Our Proprietary method of Cryogenic Energy Storage versus most common battery technologies

Our Proprietary method of Cryogenic Energy Storage versus most common battery technologies

specific energy

Specific Energy is one of the single most important metrics in the entire world of energy. The chart shows the watt hours per kilogram of three of the most common battery types along with our solution. Although batteries are often touted as the answer to most energy related problems, it's important to use the right tool to solve each problem.
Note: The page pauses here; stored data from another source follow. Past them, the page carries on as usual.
Issue #1373, opened 2025-04-14
`nc` and `ncctapp` site has changed


grossir:
The old [URL](https://appellate.nccourts.org/opinions/?c=sc&year=2025) returns a 404
The new URLs:
- https://appellate.nccourts.org/opinion-filings/?c=sc 
- https://appellate.nccourts.org/opinion-filings/?c=coa

However, the links to the opinions as they are on the page do not work yet because they haven't updated the URL. Probably better to wait some time until they update, so the scraper works?
Current `http://appellate.nccourts.org/opinions/?c=1&pdf=44636`
Should be `https://appellate.nccourts.org/opinion-filings/?c=1&pdf=44636`

PR #1381, opened 2025-04-23
fix(nc): update to OpinionSiteLinear and new site

grossir:
Solves #1373


flooie:
This is good, but the summaries data isnt quite the right category.  It lists the metadata associated with the case but isnt a summary of the case.  They actually have robust headnotes but as far as I can tell there is no way to link the headnotes for a case from the search engine provided.  I emailed the court asking if there is a way and will report back. 

If we keep the "summary" information though I think it should go into the headnotes field, but should be cleaned up, atleast titled better.

grossir:
I will put this in "Blocked" until we get the court's answer


From your comment, I noticed that the field I was collecting as "summary" makes more sense in `nc`.  
- "Whether unacceptable personal conduct provided just cause for termination of a state employee.",
- "Whether the Business Court erred in ruling that the parties' intrafamilial dispute fell outside the scope of their arbitration agreement with Charles Schwab."

This should be a `OpinionCluster.headnote` in Courtlistener, right? From CL
> Headnotes are summary descriptions of the legal issues discussed by the court in the particular case. They appear at the beginning of each case just after the summary and disposition. They are short paragraphs with a heading in bold face type. From Wikipedia - A headnote is a brief summary of a particular point of law that is added to the text of a courtdecision to aid readers in locating discussion of a legalissue in an opinion. As the term implies, headnotes appearat the beginning of the published opinion. Frequently, headnotes are value-added components appended to decisions by the publisher who compiles the decisions of a court for resale. As handed down by the court, a decision or written opinion does not contain headnotes. These are added later by an editor not connected to the court, but who instead works for a legal publishing house.

For `ncctapp` it doesn't look like a summary at all, so I think I will just delete it. Examples:
- Domestic Relations; Attorney Fees Award; American Rule; N.C. Gen. Stat. \u00a7 50-13.6 (2023). Required Findings; N.C. Rev. R. Prof. Conduct 1.5(a)-(b); Amount and Reasonableness of time spent
- first-degree felony murder; assault with a deadly weapon inflicting serious injury; jury instructions; voluntary manslaughter; rule of lenity; hit and run; N.C. Gen. Stat. 20-166; motion to dismiss; accessory after the fact; N.C. Gen. Stat. 14-7; fatal variance; ex mero motu

flooie:
So I think headnotes is too nice of an opportunity not to include.  tell me what you think of this. 
Something like this its possible to call the headnotes digest index and match the found URLs for opinions with the digest and include the headnotes directly into our capture.  It adds just one call.  

Currently we aren't set up for headnotes but that should be an easy addition in opinion site. 


>    def _download(self, request_dict={}):
        if self.html == None:
            url = "https://appellate.nccourts.org/opinion-filings/digested-index.php?iCourtNumber=1&sFilingYear=2025"
            r = self.request["session"].get(url)
            self.headnote_html = fromstring(r.text)
        return super()._download(request_dict)

and in process_html 

            url = url.replace("http:", "https:")
            # divs = self.headnote_html.xpath(f'//div[.//a[@href="{url}"]]')
            p_elt = self.headnote_html.xpath(f'(//a[@href="{url}"]/ancestor::p)[1]')[0]
            # print(tostring(p_elt, pretty_print=True).decode())
            inner_html = "".join(tostring(child, encoding="unicode") for child in p_elt)

@grossir

Luis-manzur:
I haven't seen any case that is in both pages:
https://appellate.nccourts.org/opinion-filings/digested-index.php?iCourtNumber=1&sFilingYear=2025
http://appellate.nccourts.org/opinion-filings/?c=coa&year=2025

flooie:
@Luis-manzur is this still a draft?

juriscraper/opinions/united_states/state/nc.py
```diff
@@ -5,174 +5,138 @@
...
+from juriscraper.AbstractSite import logger
+from juriscraper.lib.test_utils import MockRequest
+from juriscraper.OpinionSiteLinear import OpinionSiteLinear
 
 
-class Site(OpinionSite):
+class Site(OpinionSiteLinear):
     start_year = 1997
-    current_year = date.today().year
+    current_year = 2024
```
flooie: ?

flooie (changes requested):
in theory I like the idea of collecting headnotes, but in practice I dont think we should include them here.  They appear to publish the headnotes digest months and months after they publish opinions.  This means in reality we will never actually collect them during a scrape and have no mechanism right now to merge headnotes back into the system.  

What it does do is overly complicate the tool.

juriscraper/OpinionSiteLinear.py
```diff
@@ -158,6 +159,10 @@ def _get_attorneys(self):
         """Goes into OpinionCluster.attorneys, type: string"""
         return self._get_optional_field_by_id("attorney")
 
+    def _get_headnotes(self):
```
flooie, line 162: drop headnotes from this PR ... 

and we should add them in a different pr if we want to include headnotes

juriscraper/opinions/united_states/state/nc.py
```diff
@@ -5,174 +5,138 @@
...
-                # When this header appears, switch to Nonprecedential, then
-                # press on to the following rows.
-                continue
-
-            if precedential_status == "Published":
-                urls = row_el.xpath("./td/span/span[1]/@onclick")
-                # Like: viewOpinion("http://appellate.nccourts.org/opinions/?c=1&amp;pdf=31511")
-                if len(urls) != 1 or urls[0].find("viewOpinion") != 0:
-                    continue  # Only interested in cases with a download link
+    def _process_html(self):
```
flooie, line 42: docstring format is not standard juriscraper

juriscraper/opinions/united_states/state/nc.py
```diff
@@ -199,3 +163,33 @@ def make_backscrape_iterable(self, kwargs: dict) -> None:
         end = int(end) + 1 if end else self.current_year
 
         self.back_scrape_iterable = range(start, end)
+
+    def _download(self, request_dict=None):
```
flooie: we can drop download method completely from this scraper when we remove the headnotes stuff

juriscraper/opinions/united_states/state/ncctapp.py
```diff
@@ -6,12 +6,24 @@
...
+    )
 
-    def __init__(self, *args, **kwargs):
-        super().__init__(*args, **kwargs)
-        self.court_id = self.__module__
+    state_cite_regex = r"\d+ NC App \d+"
+    collect_summary = False
+    headnote_test_url = (
+        "tests/examples/opinions/united_states/ncctapp_headnote.html"
+    )
```
flooie: all of this should be removed

juriscraper/opinions/united_states/state/nc.py
```diff
@@ -199,3 +163,33 @@ def make_backscrape_iterable(self, kwargs: dict) -> None:
         end = int(end) + 1 if end else self.current_year
 
         self.back_scrape_iterable = range(start, end)
```
flooie: if you add `self._process_html()` to the download backwards it helps negate the downloads method

juriscraper/opinions/united_states/state/nc.py
```diff
@@ -5,174 +5,138 @@
...
+                    "summary": summary,
+                    "headnote": headnote,
+                    "status": status,
+                    "docket": docket,
+                    "name": name,
+                    "url": url,
+                    "date": date,
+                    "citation": state_cite,
+                }
+            )
```
flooie: I think we can simplify this entire function

```
    def _process_html(self):
        """
        """
        for row in self.html.xpath(self.row_xpath):
            title = row.xpath("string(span[@class='title'])")
            links = row.xpath("span[@class='title']/@onclick")
            summaries = row.xpath("span[@class='desc']/text()")
            summary = summaries[0] if summaries else ""
            if not links:
                logger.warning("No link for row %s", title)
                continue
            url = links[0][13:-2].replace("http:", "https:")
            m = re.search(r"(?P<name>.*),?\s?(?P<cite>\d+ NC \d+)? \((?P<docket>.*) - (?P<status>.*)\)", title)
            name, citation, docket, status = m.groups()

            author = row.xpath("string(span[@class='author']/i)").strip()
            per_curiam = True if author == "Per Curiam" else False
            date = row.xpath(self.date_xpath)[-1]

            if date == "Zip File of Published Opinions":
                date_parent = "../../preceding-sibling::tr//a/../text()"
                date = row.xpath(date_parent)[0].strip()[7:]
            elif not isinstance(date, str):
                date = date.xpath(".//text()")[1].split("\n")[0]

            self.cases.append({
                "per_curiam": per_curiam,
                "author": author if not per_curiam else "",
                "docket": docket,
                "status": status,
                "name": name,
                "url": url,
                "date": date,
                "summary": summary,
                "citation": citation if citation else "",
            })
```

to something like this. with an improved date xpath.  
`    date_xpath = "../../preceding-sibling::tr//a/text()"`

flooie: there is some wonkiness around dates for a few edge cases but I think this code is cleaner and works for both sc and coa

flooie:
@Luis-manzur whats is the status here?

Luis-manzur:
I Updated the 

> @Luis-manzur whats is the status here?

I did all the recommended changes

juriscraper/opinions/united_states/state/nc.py
flooie: this is not resolved

Issue #1226, opened 2024-10-24
Implement `extract_from_text` to collect P3d regional citations for `or` and `orctapp`


grossir:
While backscraping, I noticed some `orctapp` opinions have regional citations in the PDFs. These are not present on the API JSON response

![Image](https://github.com/user-attachments/assets/0b0b0721-2cad-4a56-b618-b129d065cf0a)

Important [example](https://ojd.contentdm.oclc.org/digital/api/collection/p17027coll5/id/28946/download), where a regional citations appears before the proper citation
![Image](https://github.com/user-attachments/assets/676ddf16-e025-4666-9172-7d75569de2c1)

`or` has them too ([example](https://ojd.contentdm.oclc.org/digital/api/collection/p17027coll3/id/9043/download)):

![Image](https://github.com/user-attachments/assets/49d13623-a7e7-4296-837f-cea049c36512)

Some more examples in the links on the comments here: https://github.com/freelawproject/juriscraper/issues/1200

Once https://github.com/freelawproject/courtlistener/pull/4520 is merged, we can just re-run extract from text and collect the citations

Related to https://github.com/freelawproject/juriscraper/issues/858#issuecomment-2245381643

grossir:
`./manage.py update_from_text --courts or --date-filed-lte 2025-05-01 --date-filed-gte 2019-09-01 --cluster-status Published --verbosity 3`

Use September 2019 as start date because before we have data from harvard / merger

However, there is a bug in reporters-db that is preventing us from picking the citations up. There are 171 citations found in that time period

PR #1383, opened 2025-04-28
feat(or): implement extract from text

grossir:
Solves #1226

Allows to collect regional P3d citations for `or` and `orctapp`


quevon24 (approved):
It looks good, it is appreciated that you added an example edge case in extract_from_text, we can merge it, you only need to fix a merge conflict with CHANGES.md

Issue #1332, opened 2025-02-26
Update `bia` `extract_from_text`


grossir:
Failing text, because we don't capture the "Board" value
```
'Cite as 29 I&N Dec. 7 (BIA 2025)                                   Interim Decision #4086\n\n\n\n\n        Matter of Leobardo DE JESUS-PLATON, Respondent\n                       Decided by Board January 17, 2025 1\n                           U.S. Department of Justice\n                    Executive Office for Immigration Review\n                        Board of Immigration Appeals\n\n  The evidence of post-conviction relief under section 1473.7 of the California Penal Code\nthat the respondent 
```

Sentry Issue: [COURTLISTENER-9A1](https://freelawproject.sentry.io/issues/6332696957/?referrer=github_integration)

```
ValueError: time data 'by Board January 17, 2025' does not match format '%B %d, %Y'
(2 additional frame(s) were not displayed)
...
  File "cl/scrapers/tasks.py", line 193, in extract_doc_content
    update_document_from_text(opinion, juriscraper_module)
  File "cl/scrapers/tasks.py", line 67, in update_document_from_text
    metadata_dict = site.extract_from_text(opinion.plain_text or opinion.html)
```

quevon24:
> This is still failing, with the same example as in the first comment for "Matter of Leobardo DE JESUS-PLATON"
> 
> `./manage.py update_from_text --courts juriscraper.opinions.united_states.administrative_agency.bia --date-filed-lte 2025-08-01 --date-filed-gte 2025-05-01 --cluster-status Published --verbosity 3`

I only looked at the last thing I saw in sentry, I missed that text, I'll fix it in a few more minutes

grossir:
Will send this to "Blocked" until we merge a new juriscraper and I re-run `update_from_text`

grossir:
I was able to re-run extract from text successfully

PR #1385, opened 2025-04-30
fix(bia): Update bia scraper with tests

quevon24:
- Fix `bia` extract_from_text method
- Add test cases


grossir (approved):
Thanks Kevin, this covers the errors we are seeing in Sentry

Related to https://github.com/freelawproject/juriscraper/issues/1332

PR #1387, opened 2025-05-06
chore: Move formatting to Ruff

adamchainz:
Replace Black with Ruff. Leaving linting to a later PR because this repository is more substantial.


albertisfu (approved):
Thanks. This looks great.

Issue #1392, opened 2025-05-08
Add hash computing in `sample_caller` and option to check for timestamped content


grossir:
add a new optional flag to:
- download the content for a single opinion **twice** (won't need doctor to be turned on)
- use `cleanup_content` over the content
- save this stage as files for manual inspection
- compute the sha1 hash as done in Courtlistener
- check if the hash has changed between 2 consecutive downloads, and alert the user

Currently doing all of this manually for https://github.com/freelawproject/juriscraper/issues/1393

PR #1397, opened 2025-05-09
feat(sample_caller): add test_hashes optional argument

grossir:
Solves #1392

- download the content for a single opinion twice (won't need doctor to be turned on)
- use cleanup_content over the content
- compute the sha1 hash as done in Courtlistener
- check if the hash has changed between 2 consecutive downloads, and alert the user if not

Also helpful to detect timestamped opinions and check if `Site.cleanup_content`


grossir:
You can test with
```python sample_caller.py -c juriscraper.opinions.united_states.state.nyappdiv_4th --save-responses --test-hashes --limit-per-scrape 1```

Blue shows the lower average with green showing the higher average for each solution. The lower end of our solution is slightly less than the higher average of Lithium ion based cells as well as significantly higher than both Lead and Nickel based cells. 

Please Note: The figures shown for battery solutions are for cells only. Necessary components such as BMS and HVAC systems are not included. Also, figures for Cryo are for materials only and components such as storage vessels are not included.  


Another very important metric is the amount of energy that can be stored over the usable lifetime of that solution divided by the energy required to create the solution in the first place, sometimes referred to as the Energy Stored on Investment ratio. Looking to the chart you can see the Pumped Hydro had a good ratio of nearly 200 times energy stored compared to energy required. Lithium Ion is far inferior with an average of around 10 depending on the chemistry. Our Cryo solution is not only 20 times better than Lithium Ion based batteries, but is also slightly ahead of Pumped Hydro with a ratio of approximately 225. Thermal energy systems have an inherently long service life which allows this ratio to be even higher.

Long term energy storage solutions demand a high ratio to prevent resources from being wasted on short term stop-gaps.